We applied for a visa knowing it would be refused but I meet all the financial requirements. It's been refused but I just wanted to know if anyone has any idea how long it could take from the day we sent off the appeal? My solicitor is saying because there is a backlog it could be a year! I'm appalled as we only got married in December and have spent barely a month together since. 

Any ways to speed it up? 

Thanks


----------



## hanane salim (Aug 14, 2013)

*appeal visa*

you have only 28 days for make the appeal the appeal take 6 months sometimes less sometimes more good luck I know many freind take the visa on the appeal without a lawyer


----------



## Teacher786 (Aug 29, 2013)

Thanks for the reply. We have submitted the appeal and they have taken the payment from my account. 

I am waiting to hear the date for the ECO to get back to us.


----------



## skinnie58 (Apr 3, 2013)

Teacher786 said:


> Thanks for the reply. We have submitted the appeal and they have taken the payment from my account.
> 
> I am waiting to hear the date for the ECO to get back to us.


Hi Teacher

Once the tribunal has taken the fee you will usually hear from them within two weeks to give you your appeal pending date, the letter will state the ECM has 19 weeks to overturn the decision or not. Its possible you could get a decision made up to six weeks before the deadline, and it is also possible the deadline will pass before you hear anything; it is a very long road and can take up to 9 months to a year to finalise.

My fiancé visa was refused in February 2013 we appealed, our deadline was 
19 August and we got the letter from the tribunal 25 July informing us that the original decision to refuse was overturned. We did not go through a solicitor as it was a straightforward case, where they did not believe our relationship was genuine but we provided them with evidence to prove it was so it was not difficult as yours.

Good Luck:fingerscrossed:


----------



## Joppa (Sep 7, 2009)

OP's case is far from straightforward with deception, arrest and removal. There is usually an entry and visa ban of 10 years imposed on a case like this, so there is a rocky road ahead. It will almost certainly go to a tribunal hearing before a judge, and Home Office will mount a vigorous defence.


----------



## Teacher786 (Aug 29, 2013)

He did leave at his own expense. I guess what I really want to know is it worth all the hassle? Anyway we are going to return to Sri Lanka in a few years.


----------



## Joppa (Sep 7, 2009)

Speak to a competent advisor, as a case like this requires expert handling and consideration of all the circumstances. I don't rate your chances at all highly, frankly.

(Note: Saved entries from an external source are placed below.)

PR #1213, opened 2024-05-17
Define custom content type for Page Template (fixes #1212)

### LINKED ISSUE #1212: WebDAV PUT factory behavior differs between platforms
Zope is currently relying on the fact that creating an object through WebDAV PUT with a name ending in `.pt` produces a Zope Page Template. This is no longer true on all platforms. Newer Linux versions (reproducable on the latest Ubuntu and RHEL-based platforms) seem to associate that file name extension with content of type `application/vnd.snesdev-page-table`, so the test for the default PUT factory now fails.

See https://github.com/zopefoundation/zope.contenttype/issues/17

I'm hoping to get this resolved quickly so the Plone folks get a new Zope release (-> #1210). One option would be to add specific name to object type rules into the default PUT factory code instead of deferring to `zope.contenttype`.

dataflake:
Fixes #1212 

I chose to put the `mime.types` file into the PageTemplates product itself because I didn't see a sensible place elsewhere where I can load it during initialization.

### DIFF
--- a/src/webdav/NullResource.py
+++ b/src/webdav/NullResource.py
@@ -114,9 +114,7 @@ class NullResource(Persistent, Implicit, Resource):
 
         if ext == '.dtml':
             ob = DTMLDocument('', __name__=name)
-        elif typ in ('text/html',
-                     'text/xml',
-                     'application/vnd.zopefoundation.pagetemplate'):
+        elif ext in ('.pt', '.zpt') or typ in ('text/html', 'text/xml'):
             ob = ZopePageTemplate(name, body, content_type=typ)
         elif typ.startswith('image/'):
             ob = Image(name, '', body, content_type=typ)
--- a/src/webdav/NullResource.py
+++ b/src/webdav/NullResource.py
@@ -114,7 +114,9 @@ class NullResource(Persistent, Implicit, Resource):
 
         if ext == '.dtml':
             ob = DTMLDocument('', __name__=name)
-        elif typ in ('text/html', 'text/xml'):
+        elif typ in ('text/html',
+                     'text/xml',
+                     'application/vnd.zopefoundation.pagetemplate'):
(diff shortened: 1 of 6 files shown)


d-maurer (dismissed):

src/webdav/NullResource.py
```diff
@@ -114,7 +114,9 @@ def _default_PUT_factory(self, name, typ, body):
 
         if ext == '.dtml':
             ob = DTMLDocument('', __name__=name)
-        elif typ in ('text/html', 'text/xml'):
+        elif typ in ('text/html',
+                     'text/xml',
+                     'application/vnd.zopefoundation.pagetemplate'):
```
d-maurer, line 119: Alternatively, we could apply the same logic as for `.dtml`, e.g. use
```python
elif ext in ('.pt', '.zpt') or typ in (...
```

mauritsvanrees: Relying on the extension might indeed be better.

Otherwise I wonder what happens when the operating system associates `.pt` with that other mime type you found.  Does the new Zope definition win?  Does the OS definition win?  Does it matter on the order in which the two definitions get loaded?

d-maurer:
Maurits van Rees wrote at 2024-5-17 12:32 -0700:
> ...
>Relying on the extension might indeed be better.
>
>Otherwise I wonder what happens when the operating system associates `.pt` with that other mime type you found.  Does the new Zope definition win?

All depends on Python's `mimetypes` module.
This promises that later registered type files take precedence over
former ones. The first type files registered are those provided
by the system.
Thus, the Zope definition will win unless the application
registers additional files with conflicting definitions.

> Does the OS definition win?  Does it matter on the order in which the two definitions get loaded?

In principle, yes: but the system provided files are registered
before any others.

dataflake:
I chose the simplest possible solution.

PR #1214, opened 2024-05-28
Drop Python 3.7 support and update meta templates

dataflake:
Creating as draft because of the macOS issues.


dataflake:
Possibly related: https://github.com/zopefoundation/meta/issues/247

dataflake:
The errors are all a re-manifestation of https://github.com/buildout/buildout/issues/609 and https://github.com/zopefoundation/meta/issues/181. zc.buildout is broken when using it from a Python that has been compiled to use `universal2` architecture on macOS because it has a really dumb algorithm to match the system architecture.

In the past we have worked around it by just excluding GHA tests for Python versions we know wouldn't work anymore. At this point, with newer macOS runners that are all using `universal2`, this isn't enough anymore. Unless we stop testing on macOS altogether.

Nothing is broken for Python installs that are built for the native x86_64 or arm64 architecture. Just universal2.

Not sure what to do right now.

d-maurer:
Jens Vagelpohl wrote at 2024-5-28 02:57 -0700:
>The errors are all a re-manifestation of https://github.com/buildout/buildout/issues/609 and https://github.com/zopefoundation/meta/issues/181. zc.buildout is broken when using it from a Python that has been compiled to use `universal2` architecture on macOS because it has a really dumb algorithm to match the system architecture.
>
>In the past we have worked around it by just excluding GHA tests for Python versions we know wouldn't work anymore. At this point, with newer macOS runners that are all using `universal2`, this isn't enough anymore. Unless we stop testing on macOS altogether.
>
>Nothing is broken for Python installs that are built for the native x86_64 or arm64 architecture. Just universal2.
>
>Not sure what to do right now.

One approach could be to fix `zc.buildout`.

When I remember right, then older `zc.buildout` versions delegated
to `easy_install` (at least I have seen this name often in tracebacks).
An upcoming `zc.buildout` could delegate to a modern installer
(e.g. `pip`) in the hope that this can cope with modern platforms.

dataflake:
Yes, fixing zc.buildout would be great. And making it not use easy_install. I wish someone would do that, I do not want to become a zc.buildout and/or setuptools maintainer myself.

My latest thought was to try and switch the tox template to use pip and straight zope.testrunner instead of installing dependencies and building the convenience test script with buildout. Some of the configuration templates already do it that way.

dataflake:
This PR uses changed meta templates from https://github.com/zopefoundation/meta/pull/248 to work around the macOS issues. Local tox runs are not affected unless you manually add `-universal2` to the end of a tox environment name.

.meta.toml
```diff
@@ -31,6 +31,20 @@ additional-config = [
...
+    "universal2: zope.interface",
+    "universal2: zope.security",
+    "universal2: zope.container",
+    "universal2: Persistence",
+    "universal2: Acquisition",
+    "universal2: AccessControl",
+    "universal2: zodbpickle",
+    "universal2: charset_normalizer",
+    "universal2: MarkupSafe",
+    "universal2: zope.testrunner",
```
icemac, line 47: `zope.testrunner` does not contain any C code, it should not have a `universal2` wheel.

.meta.toml
```diff
@@ -39,11 +53,13 @@ testenv-commands-pre = [
     "{envbindir}/buildout -c {toxinidir}/buildout.cfg buildout:directory={envdir} buildout:develop={toxinidir} buildout:root-directory={toxinidir}",
     ]
 testenv-commands = [
+    "# The universal2 environment only runs Zope's own tests",
+    "universal2: {envdir}/bin/test {posargs:-vc}",
+    "# All other environments run the expanded alltests script",
```
icemac, line 58: Why?

src/Zope2/utilities/mkwsgiinstance.py
```diff
@@ -227,7 +227,7 @@ def get_zope2path(python):
     try:
         output = subprocess.check_output(
             [python, '-c', 'import Zope2; print(Zope2.__file__)'],
-            universal_newlines=True,  # makes Python 3 return text, not bytes
+            text=True,  # makes Python 3 return text, not bytes
```
icemac, line 230:
```suggestion
            text=True,
```
We are on Python-3-only so this comment should no longer be needed.

versions-prod.cfg
```diff
@@ -81,21 +81,3 @@ zope.testbrowser = 6.0
 zope.testing = 5.0.1
 zope.traversing = 5.0
 zope.viewlet = 5.0
-
-[versions:python38]
-# Chameleon >= 4.5 requires Python 3.9
-Chameleon = 4.4.4
```
icemac, line 87: This should still be there even though we currently do not use version 4.5+ otherwise we have to find out it again when updating.

icemac (approved):
LGTM

.meta.toml
dataflake: This is not about creating a universal2 wheel for publishing. It's about running in a universal2 environment, which the macOS GHA runners are.

.meta.toml
dataflake: Because when pre-installing the additional packages in the universal2 environment the alltests script will point to the virtual environment's site-packages folder multiple times, which means all kinds of undesired tests are run (and fail). If you know a better solution I am all ears.

versions-prod.cfg
dataflake: I agree, it just so happens that Chameleon 4.4.4 is the latest version that lets the tests run so the pins would be the same for Python 3.8 and everything else. I put it back in.

There is a newer release of Chameleon but the tests fail. (different issue for a different day)

d-maurer:
Jens Vagelpohl wrote at 2024-5-29 09:00 -0700:
> ...
>Because when pre-installing the additional packages in the universal2 environment the alltests script will point to the virtual environment's site-packages folder multiple times, which means all kinds of undesired tests are run (and fail). If you know a better solution I am all ears.

`zope.testrunner` already has the option `require-unique`.
This means that it maintains a structure able to detect (apparent) test
"duplicate"s.
It would be easy to use this structure to implement the option
`skip-test-duplicates` to not run a test with a test id already known.

dataflake:
> `zope.testrunner` already has the option `require-unique`. This means that it maintains a structure able to detect (apparent) test "duplicate"s. It would be easy to use this structure to implement the option `skip-test-duplicates` to not run a test with a test id already known.

The problem is not duplicate tests. The problem is that it tries to test everything in the virtual environment's site-packages, which doesn't work and is not the desired outcome.

d-maurer:
Jens Vagelpohl wrote at 2024-5-29 09:18 -0700:
>> `zope.testrunner` already has the option `require-unique`. This means that it maintains a structure able to detect (apparent) test "duplicate"s. It would be easy to use this structure to implement the option `skip-test-duplicates` to not run a test with a test id already known.
>
>The problem is not duplicate tests. The problem is that it tries to test everything in the virtual environment's site-packages, which doesn't work and is not the desired outcome.

Likely, there is a solution for this, too:

 * Formerly, you could use "bin/instance test" to test packages
   excluding standard ones.
   It worked with a complex negative module filter, excluding
   all modules which should not get tested

 * Alternatively, we could try the option `ignore-dir`.
   It tells the runner where not to look for tests.

dataflake:
If you want to specify folders to ignore there's the problem that you would need to synthesize what folders to ignore in the tox configuration. This is not a fixed value. It's the site-packages folder of the Python version that is being used to run the tests.

Before spending too much time on this please consider what we're testing. The alltests script tests Zope plus an arbitrary selection of other packages. There's no real rhyme or reason to that selection of additional packages. And obviously those packages are all tested with Zope in their own package test configurations already. And the alltest script would only be replaced by the standard test script for macOS runners. So there's no real loss. The other runners will have tested this already.

.meta.toml
d-maurer: I agree that we can avoid the "foreign" (= not genuine Zope) tests in the `Mac` environment: the tests are executed (even on `Mac`) as part of the checks of their respective project; proper interoperability with Zope is checked in the other (non `Mac`) environments and interoperability problems should not be environment specific.

.meta.toml
```diff
@@ -39,11 +53,13 @@ testenv-commands-pre = [
...
     "# the `layer` argument below suppresses a `ZCatalog` performance test",
     "# which occasionally fails on GITHUB",
-    "{envdir}/bin/alltests --layer '!Products.PluginIndexes' {posargs:-vc}",
+    "!universal2: {envdir}/bin/alltests --layer '!Products.PluginIndexes' {posargs:-vc}",
```
d-maurer, line 61: Did you not want to avoid `alltests` for `universal2`?

By the way: we see above the use of a negative filter (indicated by the leading `!`), applied here to `layer`. Negative filtering is possible for the module, too, and can (among others) be used to exclude tests from dedicated packages (should we want to run `alltests` for `universal2` as well).

constraints.txt
```diff
@@ -2,16 +2,14 @@ AccessControl==6.3
 Acquisition==5.2
 AuthEncoding==5.0
 BTrees==5.2
-Chameleon==4.2.0; python_version == '3.7'
 Chameleon==4.4.4; python_version == '3.8'
 Chameleon==4.4.4; python_version > '3.8'
```
d-maurer, line 6: Same version for `3.8` and `> 3.8`?

requirements-full.txt
```diff
@@ -3,16 +3,14 @@ AccessControl==6.3
 Acquisition==5.2
 AuthEncoding==5.0
 BTrees==5.2
-Chameleon==4.2.0; python_version == '3.7'
 Chameleon==4.4.4; python_version == '3.8'
 Chameleon==4.4.4; python_version > '3.8'
```
d-maurer, line 7: Same version for `3.8` and `> 3.8`?

constraints.txt
dataflake: Yes, please see https://github.com/zopefoundation/Zope/pull/1214#discussion_r1619117320

requirements-full.txt
dataflake: Yes, please see https://github.com/zopefoundation/Zope/pull/1214#discussion_r1619117320

.meta.toml
dataflake: The negative filter means the alltests script is not executed for the universal2 environment. I don't understand the question.

d-maurer: While I get frequently invited to review GHA test related modifications, I am no expert: I have not recognized the `!` as a negative filter.

d-maurer (dismissed):

.meta.toml
dataflake: This is actually a `tox` feature. When I say e.g. `tox -e py310-universal2` tox will run the Python 3.10 tests and what's after the dash in the environment name will be directly visible to the tox configuration and I can filter by this name. This filter can be used in many places, like adding/removing step dependencies or commands.

PR #1194, opened 2024-02-16
Preliminary support for Python 3.13a3

icemac:
Open issues:

- [x] Pin `RestrictedPython` to a version which can be installed on Python 3.13, probably `7.0a2.dev0` or a newly to be created dev release.
- [x] Needs https://github.com/zopefoundation/zodbpickle/pull/83 to be merged and released.
- [x] Need a release of zope.container after https://github.com/zopefoundation/zope.container/pull/53 is merged.

PR #1215, opened 2024-05-30
Preliminary support for Python 3.13, second try

dataflake:
Supercedes #1194 - it was easier to re-do the branch from master.

The Python 3.13 tests reveal another big hurdle for Zope on Python 3.13. zope.testbrowser relies on the WebOb and WebTest projects. None of those have seen any activity for the last 3 years and WebOb is incompatible with Python 3.13 because it uses the now-gone `cgi` module.


setup.py
```diff
@@ -122,6 +122,7 @@ def _read_file(filename):
         'zope.traversing',
         'zope.viewlet',
         'multipart',
+        'legacy-cgi; python_version > "3.12"',
```
dataflake, line 125: This is an experiment. The dependency must go into `zope.testbrowser` instead. See https://github.com/zopefoundation/zope.testbrowser/pull/108. This will need merging and then a release that is pulled in here so this dependency can go.

dataflake: Removed the dependency, it's now moved into zope.testbrowser itself.

dataflake:
So just for clarification, these changes do not declare official Python 3.13 support yet. They just set up everything so test run on Python 3.13.

For declaring official support RestrictedPython needs to be vetted and released - see https://github.com/zopefoundation/RestrictedPython/issues/264

d-maurer (approved):

PR #1217, opened 2024-06-11
update dependencies

perrinjerome:


perrinjerome:
It seems there's an error with latest version of chameleon, this does not seem to be a known problem, is it ?

d-maurer:
> It seems there's an error with latest version of chameleon, this does not seem to be a known problem, is it ?

I know that @malthe has made changes to `z3c.pt` to make it compatible with new `Chameleon` versions (define some interfaces no longer directly defined by `Chameleon`). Not sure, whether `z3c.pt` got a new release after this change (and you use it).

dataflake:
@perrinjerome We usually handle dependency updates for Zope separately after a release or when there's a good technical reason to do so. Also, right now there's going to be more updates to dependency packages than usual so it creates more work to keep bringing PRs with Zope dependency updates. I suggest putting this aside for the moment and concentrating on the dependencies itself.

perrinjerome:
Thanks, we can definitely put this on hold, this was just a draft pull request, initially I wanted to see if we can update `zope.exceptions` here already for https://github.com/zopefoundation/Products.PythonScripts/pull/65 and I tried to update everything to see if that was OK, but all this is not urgent.

The error also happens with latest z3c.pt

PR #1219, opened 2024-06-12
Return 404 instead of IndexError for traversal past the root

### LINKED ISSUE #1218: Traversal with `..` past the root raises IndexError
### What I did:

1. Start Zope on port 8080
2. Try to load `http://localhost:8080/..` using curl: `curl -v --path-as-is 'http://localhost:8080/..'`

(Note, this is hard to reproduce in a browser because it may normalize the path before it's sent to the server. We're seeing this error from bot activity.)

### What I expect to happen:

I'd expect a 404 response since you can't navigate "up" from the root.

### What actually happened:

This raises an IndexError and returns a 500 response.

```
  File "/app/lib/python3.11/site-packages/ZPublisher/WSGIPublisher.py", line 181, in transaction_pubevents
    yield
  File "/app/lib/python3.11/site-packages/ZPublisher/WSGIPublisher.py", line 391, in publish_module
    response = _publish(request, new_mod_info)
               ^^^^^^^^^^^^^^^^^^^^^^^^^^^^^^^
  File "/app/lib/python3.11/site-packages/ZPublisher/WSGIPublisher.py", line 269, in publish
    obj = request.traverse(path, validated_hook=validate_user)
          ^^^^^^^^^^^^^^^^^^^^^^^^^^^^^^^^^^^^^^^^^^^^^^^^^^^^
  File "/app/lib/python3.11/site-packages/ZPublisher/BaseRequest.py", line 381, in traverse
    del clean[-1]
        ~~~~~^^^^
IndexError: list assignment index out of range
```

Zope 5.9, Python 3.11.3, macOS

davisagli:
Fixes #1218

### DIFF
--- a/CHANGES.rst
+++ b/CHANGES.rst
@@ -14,7 +14,10 @@ https://github.com/zopefoundation/Zope/blob/4.x/CHANGES.rst
 
 - Update to newest compatible versions of dependencies.
 
-- Added CC-BY 4.0 license to the Zope logo. 
+- Added CC-BY 4.0 license to the Zope logo.
+
+- Fix ``IndexError`` on traversal past the root using `..`.
+  (`#1218 <https://github.com/zopefoundation/Zope/issues/1218>`_)
 
 
 5.10 (2024-05-18)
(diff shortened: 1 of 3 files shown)


tseaver (approved):

davisagli:
I updated the branch protection rules to require the "coverage/coveralls (push)" check instead of "coverage/coveralls", since the name seems to have changed.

Use of deception alone carries automatic ban of 10 years.


----------



## Teacher786 (Aug 29, 2013)

I have a solicitor but to be honest I'm.not sure if I'm happy with them. Could anyone advise me on who to speak to?


----------



## Teacher786 (Aug 29, 2013)

Hi all, 

I was wondering if anyone knows how to speed up the appeal process. I have been told it will take 19 weeks for the entry clearance officer to review the case. We know it will b a refusal still so is there any way to skip this or shorten the time? I have a drs note that explains suffer from depression and I was thinking to speak with my local mp? 

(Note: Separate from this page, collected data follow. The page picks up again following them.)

Issue #1220, opened 2024-07-27
Align docutils version with sphinx_rtd_theme requirement


stevepiercy:
With the upcoming release of `sphinx_rtd_theme` 3.0, [docutils will get bumped to the following](https://github.com/readthedocs/sphinx_rtd_theme/pull/1576/files#diff-fa602a8a75dc9dcc92261bac5f533c2a85e34fcceaff63b3a3a81d9acde2fc52R48):

```python
	docutils >0.18,<0.22
```

Should we remove the docutils pin in `versions.cfg` and allow `sphinx_rtd_theme` to handle its installation, or should we bump accordingly?

FTR, I ran into a version conflict when trying to install `plone.restapi` with buildout, and it took me a while to hunt down where it fell down:

```
Version and requirements information containing docutils:
  [versions] constraint on docutils: 0.18.1
  Base installation request: 'zest.releaser[recommended]', 'zest.pocompile', 'zestreleaser.towncrier', 'towncrier', 'readme', 'docutils', 'zpretty', 'i18ndude', 'coverage'
  Requirement of readme-renderer: docutils>=0.21.2
  Requirement of pyroma; extra == "recommended": docutils
  Requirement of readme-renderer[md]>=40: docutils>=0.21.2
While:
  Installing dependencies.
Error: The requirement ('docutils>=0.21.2') is not allowed by your [versions] constraint (0.18.1)
```

davisagli:
@stevepiercy From what I see here, Zope's constraint for docutils (`0.18.1`) is compatible with the requirement from `spinx_rtd_theme` (`docutils >0.18,<0.22`).

The problem is that zest.releaser pulls in readme-renderer, and readme-renderer 0.44 requires `docutils>=0.21.2`

One way to resolve this would be to pin readme-renderer to an older version that still supports docutils 0.18.

Another way would be to add support for docutils 0.21.2 in sphinx_rtd_theme, and then update or remove the docutils pin here.

stevepiercy:
> Another way would be to add support for docutils 0.21.2 in `sphinx_rtd_theme`, and then update or remove the docutils pin here.

That's my preferred option, and I expect it will happen soon. See the linked PR in this issue description. I would prefer the removal of the pin from Zope, but maybe there is a valid reason to pin it similar to `sphinx_rtd_theme` v3.0.

dataflake:
We pin all dependencies here, so a pin will stay. We can update it, sure.

dataflake:
[...]

PR #1221, opened 2024-08-07
Change Sphinx theme used for Zope documentation

dataflake:
In a discussion about the never ending annoyance that the currently used `sphinx_rtd_theme` forbids the latest `docutils` (-> https://github.com/zopefoundation/Zope/issues/1220) Steve Piercy suggested two other themes, the `plone-sphinx-theme` that is now used for Plone 6 documentation, and `furo`, another lightweight and modern theme.

This PR updates all compatible dependencies and switches the documentation theme to `furo`. You can test it all locally and look at the `furo`-themed documentation by running `bin/tox -edocs` and then opening the page at `docs/_build/html/index.html`.

This PR is a suggestion, not a "must". I do like the theme and as a maintainer I do like the fact that I have to stop worrying about dependency restrictions that make no sense.

I have taken a quick look at `plone-sphinx-theme` as well, but it explicitly only supports Python 3.9 and up with no fallback for Python 3.8. I respect the Plone team's decision to drop Python 3.8 support, but we're not there yet. Our documentation should build on all Python versions supported by Zope.


constraints.txt
```diff
@@ -11,11 +11,11 @@ MultiMapping==5.0
...
-RestrictedPython==7.1; python_version == '3.10'
-RestrictedPython==7.1; python_version == '3.11'
-RestrictedPython==7.1; python_version == '3.12'
-RestrictedPython==7.1; python_version == '3.8'
-RestrictedPython==7.1; python_version == '3.9'
+RestrictedPython==7.2; python_version == '3.10'
+RestrictedPython==7.2; python_version == '3.11'
+RestrictedPython==7.2; python_version == '3.12'
+RestrictedPython==7.2; python_version == '3.8'
+RestrictedPython==7.2; python_version == '3.9'
```
stevepiercy, line 18: My OCD made me twitch, seeing an alpha-only sort, instead of alphanumeric. More motivation to drop Python < 3.10 lol.

docs/requirements.txt
```diff
@@ -1,5 +1,4 @@
 Sphinx
-sphinx_rtd_theme>1
-docutils<0.19
+furo
```
stevepiercy, line 2: If you pin docutils in `versions.cfg`, should you also pin it here? Same for Sphinx.

versions.cfg
```diff
@@ -13,44 +13,45 @@ Products.BTreeFolder2 = 5.1
...
 zc.recipe.testrunner = 3.0
-zipp = 3.18.2
-zope.testrunner = 6.4
+zipp = 3.19.2
+zope.testrunner = 6.5
 
 [versions:python38]
 # alabaster >= 0.7.14 requires Python 3.9
 alabaster = 0.7.13
+# Sphinx <8 requires docutils <0.21
```
stevepiercy, line 53: Align with pin in `versions.cfg`. See https://github.com/sphinx-doc/sphinx/blob/master/pyproject.toml#L66

```suggestion
# Sphinx 8 requires docutils>=0.20,<0.22
```

versions.cfg
```diff
@@ -13,44 +13,45 @@ Products.BTreeFolder2 = 5.1
...
+docutils = 0.20.1
 # Required dependency on Python 3.8 only
 importlib-resources = 6.4.0
 # Sphinx >= 7.2 requires Python 3.9+
```
stevepiercy, line 57: This line and the next conflict with earlier lines.

stevepiercy (commented):
I'm not sure about the conflicting versions of docutils and Sphinx in these changes. Should they be consistent or different?

versions.cfg
```diff
@@ -50,6 +50,8 @@ zope.testrunner = 6.5
 [versions:python38]
 # alabaster >= 0.7.14 requires Python 3.9
 alabaster = 0.7.13
+# Sphinx <8 requires docutils <0.21
+docutils = 0.20.1
```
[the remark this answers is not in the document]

Any help would be appreciated.


----------



## Joppa (Sep 7, 2009)

Nope, and you can be left waiting up to a year before the tribunal hearing.
There is no priority, every case goes through the same procedure, cases are handled strictly according to the order they are received and they are overwhelmed with demand.


----------



## Teacher786 (Aug 29, 2013)

Thanks for the response. 

This sucks. How is it fair to keep families apart for so long?


----------



## Joppa (Sep 7, 2009)

Is it fair to allow people in who have used deception and have been removed from UK for immigration offence without the fullest of investigation and whether it's in the wider public interest to do so?


----------



## Teacher786 (Aug 29, 2013)

I am all for a full investigation. They are more then welcome to check him and myself out. My problem is with the time span. It's completely unacceptable to expect families to be apart so long. It will b two years at the very earliest, it's no wonder people overstay if this is how long it can potentially take. If not longer.


----------



## Hertsfem (Jun 19, 2013)

Deception is deception I'm afraid! I feel for those that go by the book and are kept apart...


----------